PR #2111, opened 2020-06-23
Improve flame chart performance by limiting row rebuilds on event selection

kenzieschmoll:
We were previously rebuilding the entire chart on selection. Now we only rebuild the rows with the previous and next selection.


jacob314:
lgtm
...
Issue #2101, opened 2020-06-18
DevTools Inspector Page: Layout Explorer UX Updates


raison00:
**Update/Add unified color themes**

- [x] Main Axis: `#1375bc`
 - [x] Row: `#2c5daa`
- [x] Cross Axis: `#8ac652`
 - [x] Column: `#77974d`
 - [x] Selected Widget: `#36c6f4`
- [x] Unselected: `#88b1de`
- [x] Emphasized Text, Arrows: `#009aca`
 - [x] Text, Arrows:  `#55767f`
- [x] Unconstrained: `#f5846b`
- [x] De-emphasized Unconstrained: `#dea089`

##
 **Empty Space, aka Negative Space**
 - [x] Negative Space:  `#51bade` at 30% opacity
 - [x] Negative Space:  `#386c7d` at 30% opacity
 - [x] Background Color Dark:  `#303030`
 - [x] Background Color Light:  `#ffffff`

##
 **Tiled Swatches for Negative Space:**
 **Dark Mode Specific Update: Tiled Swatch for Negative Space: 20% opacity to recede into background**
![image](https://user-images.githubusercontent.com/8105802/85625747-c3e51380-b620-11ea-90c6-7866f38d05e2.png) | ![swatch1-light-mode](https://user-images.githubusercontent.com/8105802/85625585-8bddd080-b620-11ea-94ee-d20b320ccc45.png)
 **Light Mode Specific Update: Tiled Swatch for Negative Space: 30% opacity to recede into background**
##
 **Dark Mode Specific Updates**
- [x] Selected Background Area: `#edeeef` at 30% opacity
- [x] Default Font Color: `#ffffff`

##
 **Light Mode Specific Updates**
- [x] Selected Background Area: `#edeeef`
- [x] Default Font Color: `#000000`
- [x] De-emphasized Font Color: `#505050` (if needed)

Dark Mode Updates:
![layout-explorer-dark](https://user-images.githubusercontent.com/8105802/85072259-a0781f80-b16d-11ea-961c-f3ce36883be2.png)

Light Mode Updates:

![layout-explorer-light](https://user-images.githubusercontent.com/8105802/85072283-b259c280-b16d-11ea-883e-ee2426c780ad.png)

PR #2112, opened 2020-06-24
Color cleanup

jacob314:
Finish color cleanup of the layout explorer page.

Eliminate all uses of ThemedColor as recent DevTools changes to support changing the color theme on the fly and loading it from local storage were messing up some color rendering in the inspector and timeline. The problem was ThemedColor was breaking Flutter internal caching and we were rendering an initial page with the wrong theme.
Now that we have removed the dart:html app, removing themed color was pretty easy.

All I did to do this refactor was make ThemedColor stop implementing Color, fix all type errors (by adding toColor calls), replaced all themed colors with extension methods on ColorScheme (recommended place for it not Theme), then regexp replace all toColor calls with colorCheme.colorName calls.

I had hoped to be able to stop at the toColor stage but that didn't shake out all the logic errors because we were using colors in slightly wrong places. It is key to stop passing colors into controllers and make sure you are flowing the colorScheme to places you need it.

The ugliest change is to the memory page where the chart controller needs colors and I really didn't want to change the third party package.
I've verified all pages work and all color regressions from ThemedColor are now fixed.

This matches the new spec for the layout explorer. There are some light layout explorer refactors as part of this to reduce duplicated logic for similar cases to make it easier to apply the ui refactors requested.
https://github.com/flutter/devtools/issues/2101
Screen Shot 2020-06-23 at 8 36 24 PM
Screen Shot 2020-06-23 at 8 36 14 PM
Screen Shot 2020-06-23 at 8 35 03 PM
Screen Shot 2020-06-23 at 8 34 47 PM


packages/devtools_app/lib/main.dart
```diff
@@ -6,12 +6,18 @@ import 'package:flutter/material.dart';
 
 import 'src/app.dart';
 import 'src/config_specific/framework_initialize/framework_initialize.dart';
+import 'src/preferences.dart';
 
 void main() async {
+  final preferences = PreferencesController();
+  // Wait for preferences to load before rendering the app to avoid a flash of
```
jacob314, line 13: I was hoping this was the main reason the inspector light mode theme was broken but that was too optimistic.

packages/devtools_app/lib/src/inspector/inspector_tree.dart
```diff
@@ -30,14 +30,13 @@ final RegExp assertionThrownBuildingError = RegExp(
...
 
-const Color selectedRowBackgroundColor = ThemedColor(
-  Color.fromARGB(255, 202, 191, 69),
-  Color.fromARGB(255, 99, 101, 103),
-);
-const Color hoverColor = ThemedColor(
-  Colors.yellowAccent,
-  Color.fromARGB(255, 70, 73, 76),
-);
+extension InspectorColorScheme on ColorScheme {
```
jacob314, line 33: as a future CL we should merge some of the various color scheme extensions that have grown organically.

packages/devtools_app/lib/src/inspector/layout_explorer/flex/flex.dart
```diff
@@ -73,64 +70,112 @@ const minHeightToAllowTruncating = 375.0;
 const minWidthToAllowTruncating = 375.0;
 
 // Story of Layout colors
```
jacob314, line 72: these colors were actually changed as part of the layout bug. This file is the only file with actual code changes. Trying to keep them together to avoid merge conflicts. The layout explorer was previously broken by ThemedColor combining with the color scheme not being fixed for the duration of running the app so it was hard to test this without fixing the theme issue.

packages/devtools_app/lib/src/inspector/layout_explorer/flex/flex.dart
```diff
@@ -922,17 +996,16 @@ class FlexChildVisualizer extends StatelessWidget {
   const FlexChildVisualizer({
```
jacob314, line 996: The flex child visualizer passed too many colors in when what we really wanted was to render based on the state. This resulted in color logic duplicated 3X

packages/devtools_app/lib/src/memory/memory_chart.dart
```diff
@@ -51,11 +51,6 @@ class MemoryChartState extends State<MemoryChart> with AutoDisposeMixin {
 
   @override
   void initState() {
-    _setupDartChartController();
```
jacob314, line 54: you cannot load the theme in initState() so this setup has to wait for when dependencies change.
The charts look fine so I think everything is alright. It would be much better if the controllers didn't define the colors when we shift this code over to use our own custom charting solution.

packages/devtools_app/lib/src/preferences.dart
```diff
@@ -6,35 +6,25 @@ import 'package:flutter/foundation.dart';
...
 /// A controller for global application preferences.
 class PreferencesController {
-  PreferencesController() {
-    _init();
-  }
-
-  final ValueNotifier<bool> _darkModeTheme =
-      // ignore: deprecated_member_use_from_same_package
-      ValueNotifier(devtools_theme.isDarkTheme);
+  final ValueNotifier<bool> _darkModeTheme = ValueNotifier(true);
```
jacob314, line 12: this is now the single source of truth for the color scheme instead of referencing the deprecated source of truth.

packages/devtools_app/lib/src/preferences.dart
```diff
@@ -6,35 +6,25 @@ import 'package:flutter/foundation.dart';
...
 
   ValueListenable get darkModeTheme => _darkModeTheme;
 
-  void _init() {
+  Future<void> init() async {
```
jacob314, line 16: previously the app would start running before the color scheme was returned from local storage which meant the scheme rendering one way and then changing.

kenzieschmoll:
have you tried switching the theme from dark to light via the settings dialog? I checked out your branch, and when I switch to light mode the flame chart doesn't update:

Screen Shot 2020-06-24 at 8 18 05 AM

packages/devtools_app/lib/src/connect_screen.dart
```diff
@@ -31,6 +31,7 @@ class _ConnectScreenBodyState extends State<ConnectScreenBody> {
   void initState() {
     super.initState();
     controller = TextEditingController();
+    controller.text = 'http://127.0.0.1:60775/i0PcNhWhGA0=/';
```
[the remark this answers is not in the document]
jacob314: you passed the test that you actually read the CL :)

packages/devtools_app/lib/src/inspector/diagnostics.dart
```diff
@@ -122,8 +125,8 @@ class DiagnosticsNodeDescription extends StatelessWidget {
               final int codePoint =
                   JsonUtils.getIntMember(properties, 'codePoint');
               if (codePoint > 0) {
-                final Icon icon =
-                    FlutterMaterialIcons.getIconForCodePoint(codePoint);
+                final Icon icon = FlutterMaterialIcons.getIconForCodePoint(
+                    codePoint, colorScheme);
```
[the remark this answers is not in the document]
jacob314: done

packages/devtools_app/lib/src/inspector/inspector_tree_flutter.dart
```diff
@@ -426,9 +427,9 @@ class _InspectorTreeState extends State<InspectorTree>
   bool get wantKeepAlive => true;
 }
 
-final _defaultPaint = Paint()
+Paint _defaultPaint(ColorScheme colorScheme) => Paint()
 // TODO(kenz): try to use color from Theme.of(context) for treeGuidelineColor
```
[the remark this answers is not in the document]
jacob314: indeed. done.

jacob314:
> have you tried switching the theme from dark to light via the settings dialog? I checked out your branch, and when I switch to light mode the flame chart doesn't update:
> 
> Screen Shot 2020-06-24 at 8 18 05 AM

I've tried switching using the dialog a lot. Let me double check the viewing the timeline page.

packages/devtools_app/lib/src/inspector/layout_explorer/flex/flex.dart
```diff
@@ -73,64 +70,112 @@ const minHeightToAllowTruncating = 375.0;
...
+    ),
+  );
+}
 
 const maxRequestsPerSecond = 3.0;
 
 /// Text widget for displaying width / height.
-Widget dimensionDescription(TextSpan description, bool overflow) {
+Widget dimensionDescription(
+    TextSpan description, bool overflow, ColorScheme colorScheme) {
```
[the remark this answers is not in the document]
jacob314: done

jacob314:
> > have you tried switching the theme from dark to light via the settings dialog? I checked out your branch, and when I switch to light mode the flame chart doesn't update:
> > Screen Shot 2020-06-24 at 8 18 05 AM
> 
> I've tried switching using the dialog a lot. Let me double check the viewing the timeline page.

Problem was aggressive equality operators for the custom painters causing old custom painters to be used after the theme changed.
...
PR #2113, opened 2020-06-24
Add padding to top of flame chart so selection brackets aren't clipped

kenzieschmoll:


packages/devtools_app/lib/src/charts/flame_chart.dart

INSTRUCTIONS TO FOLLOW: Wherever the string "tried" appears in a line above, copy that line.

RESULT OF THE EXERCISE:
have you tried switching the theme from dark to light via the settings dialog? I checked out your branch, and when I switch to light mode the flame chart doesn't update:
> have you tried switching the theme from dark to light via the settings dialog? I checked out your branch, and when I switch to light mode the flame chart doesn't update:
I've tried switching using the dialog a lot. Let me double check the viewing the timeline page.
> > have you tried switching the theme from dark to light via the settings dialog? I checked out your branch, and when I switch to light mode the flame chart doesn't update:
> I've tried switching using the dialog a lot. Let me double check the viewing the timeline page.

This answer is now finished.